The input START
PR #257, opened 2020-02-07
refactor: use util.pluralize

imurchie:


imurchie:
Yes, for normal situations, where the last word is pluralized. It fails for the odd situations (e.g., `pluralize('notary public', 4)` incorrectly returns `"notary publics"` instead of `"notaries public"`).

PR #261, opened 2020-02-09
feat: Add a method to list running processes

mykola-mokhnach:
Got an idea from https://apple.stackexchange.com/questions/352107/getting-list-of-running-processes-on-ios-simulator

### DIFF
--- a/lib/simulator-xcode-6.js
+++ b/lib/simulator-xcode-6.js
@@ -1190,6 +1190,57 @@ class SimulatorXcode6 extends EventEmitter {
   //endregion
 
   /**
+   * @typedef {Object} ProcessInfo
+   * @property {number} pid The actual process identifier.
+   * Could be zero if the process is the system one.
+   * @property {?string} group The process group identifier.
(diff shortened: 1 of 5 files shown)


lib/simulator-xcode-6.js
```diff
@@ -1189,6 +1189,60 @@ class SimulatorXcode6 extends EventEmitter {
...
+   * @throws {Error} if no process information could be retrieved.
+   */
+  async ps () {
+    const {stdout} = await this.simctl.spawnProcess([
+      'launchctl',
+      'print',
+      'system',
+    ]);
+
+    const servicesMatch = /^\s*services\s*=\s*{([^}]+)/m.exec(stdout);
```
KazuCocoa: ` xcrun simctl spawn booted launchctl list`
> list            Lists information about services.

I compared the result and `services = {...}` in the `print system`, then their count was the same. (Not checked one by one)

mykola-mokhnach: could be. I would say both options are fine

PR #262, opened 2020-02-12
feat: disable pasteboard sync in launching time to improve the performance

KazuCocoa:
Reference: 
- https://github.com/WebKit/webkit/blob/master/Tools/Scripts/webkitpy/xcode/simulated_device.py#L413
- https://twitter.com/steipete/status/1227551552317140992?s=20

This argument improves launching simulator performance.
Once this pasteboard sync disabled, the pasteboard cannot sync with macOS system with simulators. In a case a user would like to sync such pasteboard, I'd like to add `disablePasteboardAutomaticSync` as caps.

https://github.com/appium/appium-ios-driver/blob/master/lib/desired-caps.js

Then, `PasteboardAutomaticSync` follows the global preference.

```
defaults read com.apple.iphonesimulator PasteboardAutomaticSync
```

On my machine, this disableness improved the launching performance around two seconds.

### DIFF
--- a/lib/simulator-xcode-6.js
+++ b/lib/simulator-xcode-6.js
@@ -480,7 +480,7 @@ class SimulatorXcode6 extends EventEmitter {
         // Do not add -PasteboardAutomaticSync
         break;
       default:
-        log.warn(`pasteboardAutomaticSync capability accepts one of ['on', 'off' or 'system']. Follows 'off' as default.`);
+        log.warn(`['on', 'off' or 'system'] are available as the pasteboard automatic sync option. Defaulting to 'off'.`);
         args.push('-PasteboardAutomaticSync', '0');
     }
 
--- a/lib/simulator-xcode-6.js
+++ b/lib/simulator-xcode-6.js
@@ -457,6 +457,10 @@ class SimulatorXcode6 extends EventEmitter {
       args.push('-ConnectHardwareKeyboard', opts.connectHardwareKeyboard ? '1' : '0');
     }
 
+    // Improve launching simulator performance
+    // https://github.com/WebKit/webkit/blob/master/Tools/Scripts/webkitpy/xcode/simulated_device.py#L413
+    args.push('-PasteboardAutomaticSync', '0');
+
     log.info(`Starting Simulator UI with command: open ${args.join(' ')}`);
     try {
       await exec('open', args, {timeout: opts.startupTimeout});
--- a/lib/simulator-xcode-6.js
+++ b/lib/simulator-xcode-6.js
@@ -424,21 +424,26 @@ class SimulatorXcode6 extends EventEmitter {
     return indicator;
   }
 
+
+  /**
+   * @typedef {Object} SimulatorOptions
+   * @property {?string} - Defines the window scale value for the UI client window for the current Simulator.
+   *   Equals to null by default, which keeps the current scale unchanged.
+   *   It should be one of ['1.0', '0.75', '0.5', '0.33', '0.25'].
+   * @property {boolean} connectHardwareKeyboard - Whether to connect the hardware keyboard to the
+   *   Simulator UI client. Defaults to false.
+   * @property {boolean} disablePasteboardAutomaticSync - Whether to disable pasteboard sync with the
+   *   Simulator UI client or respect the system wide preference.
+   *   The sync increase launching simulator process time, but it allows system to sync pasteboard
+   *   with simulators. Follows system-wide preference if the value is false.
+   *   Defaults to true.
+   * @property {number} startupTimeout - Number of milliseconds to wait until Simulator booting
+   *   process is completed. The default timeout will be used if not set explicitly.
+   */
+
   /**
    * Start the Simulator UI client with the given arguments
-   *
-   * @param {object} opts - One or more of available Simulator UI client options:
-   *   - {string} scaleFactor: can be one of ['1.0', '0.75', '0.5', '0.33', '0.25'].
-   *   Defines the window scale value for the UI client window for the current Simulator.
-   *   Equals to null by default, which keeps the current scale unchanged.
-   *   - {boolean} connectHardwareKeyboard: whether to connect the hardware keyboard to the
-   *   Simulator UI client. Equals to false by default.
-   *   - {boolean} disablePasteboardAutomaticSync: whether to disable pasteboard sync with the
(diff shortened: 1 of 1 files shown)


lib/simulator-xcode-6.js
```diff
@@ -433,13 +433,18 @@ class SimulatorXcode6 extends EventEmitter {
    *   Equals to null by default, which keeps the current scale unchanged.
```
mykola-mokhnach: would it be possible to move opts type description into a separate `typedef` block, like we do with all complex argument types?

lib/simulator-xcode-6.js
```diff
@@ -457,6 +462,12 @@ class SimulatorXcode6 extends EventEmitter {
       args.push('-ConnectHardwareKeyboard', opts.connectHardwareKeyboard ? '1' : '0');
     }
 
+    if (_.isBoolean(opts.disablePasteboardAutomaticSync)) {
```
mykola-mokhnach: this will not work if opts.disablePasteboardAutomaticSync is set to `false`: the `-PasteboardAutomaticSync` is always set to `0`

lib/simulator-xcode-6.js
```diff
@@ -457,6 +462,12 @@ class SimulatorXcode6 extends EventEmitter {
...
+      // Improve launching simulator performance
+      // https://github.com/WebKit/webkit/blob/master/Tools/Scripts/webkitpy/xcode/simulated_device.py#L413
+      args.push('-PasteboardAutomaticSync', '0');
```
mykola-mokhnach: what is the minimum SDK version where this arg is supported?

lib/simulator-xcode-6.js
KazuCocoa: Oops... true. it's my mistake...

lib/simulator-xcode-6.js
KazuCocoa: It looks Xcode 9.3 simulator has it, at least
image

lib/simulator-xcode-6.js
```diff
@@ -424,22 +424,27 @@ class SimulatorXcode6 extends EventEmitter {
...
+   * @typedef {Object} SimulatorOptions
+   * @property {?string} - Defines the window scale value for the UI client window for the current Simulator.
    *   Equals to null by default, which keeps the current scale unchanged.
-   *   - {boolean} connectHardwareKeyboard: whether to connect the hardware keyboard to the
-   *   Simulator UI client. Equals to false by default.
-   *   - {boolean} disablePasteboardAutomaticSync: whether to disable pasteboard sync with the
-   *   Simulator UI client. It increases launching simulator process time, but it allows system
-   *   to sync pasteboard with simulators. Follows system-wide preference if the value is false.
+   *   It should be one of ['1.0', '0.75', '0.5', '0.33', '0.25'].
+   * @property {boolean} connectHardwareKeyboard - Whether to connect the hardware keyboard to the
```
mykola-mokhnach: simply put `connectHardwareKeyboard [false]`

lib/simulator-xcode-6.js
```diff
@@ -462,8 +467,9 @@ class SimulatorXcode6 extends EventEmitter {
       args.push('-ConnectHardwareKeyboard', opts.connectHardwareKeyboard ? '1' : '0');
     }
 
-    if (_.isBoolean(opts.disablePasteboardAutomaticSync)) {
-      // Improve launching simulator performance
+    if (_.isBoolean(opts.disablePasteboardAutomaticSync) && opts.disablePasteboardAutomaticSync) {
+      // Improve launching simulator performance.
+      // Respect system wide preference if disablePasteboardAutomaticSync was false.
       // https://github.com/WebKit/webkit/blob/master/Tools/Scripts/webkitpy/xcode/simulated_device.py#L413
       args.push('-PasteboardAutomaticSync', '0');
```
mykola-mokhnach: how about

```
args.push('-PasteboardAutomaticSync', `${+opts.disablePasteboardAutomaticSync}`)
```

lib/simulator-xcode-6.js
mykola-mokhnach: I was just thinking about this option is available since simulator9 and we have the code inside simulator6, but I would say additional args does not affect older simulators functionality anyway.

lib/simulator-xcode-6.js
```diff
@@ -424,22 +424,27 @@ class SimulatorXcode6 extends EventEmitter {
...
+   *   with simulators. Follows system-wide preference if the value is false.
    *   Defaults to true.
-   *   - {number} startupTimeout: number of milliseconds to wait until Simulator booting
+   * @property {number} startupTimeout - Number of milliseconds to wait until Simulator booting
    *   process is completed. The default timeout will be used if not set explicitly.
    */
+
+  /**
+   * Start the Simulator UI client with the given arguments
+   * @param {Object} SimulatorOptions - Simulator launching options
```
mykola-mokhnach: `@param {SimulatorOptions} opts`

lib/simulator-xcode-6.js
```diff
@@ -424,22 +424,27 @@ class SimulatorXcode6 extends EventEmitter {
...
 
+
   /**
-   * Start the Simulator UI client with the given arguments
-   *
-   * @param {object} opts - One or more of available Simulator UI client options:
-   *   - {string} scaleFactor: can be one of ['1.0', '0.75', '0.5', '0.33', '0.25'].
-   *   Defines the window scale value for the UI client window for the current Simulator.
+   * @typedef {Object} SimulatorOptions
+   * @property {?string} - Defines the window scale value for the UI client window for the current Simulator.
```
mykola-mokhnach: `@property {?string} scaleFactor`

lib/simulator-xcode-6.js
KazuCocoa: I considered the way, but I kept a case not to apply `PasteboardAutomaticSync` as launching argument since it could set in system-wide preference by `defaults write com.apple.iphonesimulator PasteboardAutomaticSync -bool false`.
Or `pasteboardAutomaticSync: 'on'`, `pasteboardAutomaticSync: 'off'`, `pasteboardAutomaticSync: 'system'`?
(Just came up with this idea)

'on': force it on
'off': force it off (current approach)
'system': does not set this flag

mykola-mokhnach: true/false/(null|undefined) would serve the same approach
The input END
What is expected
Only lines containing the word "given" should appear in the answer, and every such line from the records above must be there.

Exercise response
    * Start the Simulator UI client with the given arguments
+   * Start the Simulator UI client with the given arguments
-   * Start the Simulator UI client with the given arguments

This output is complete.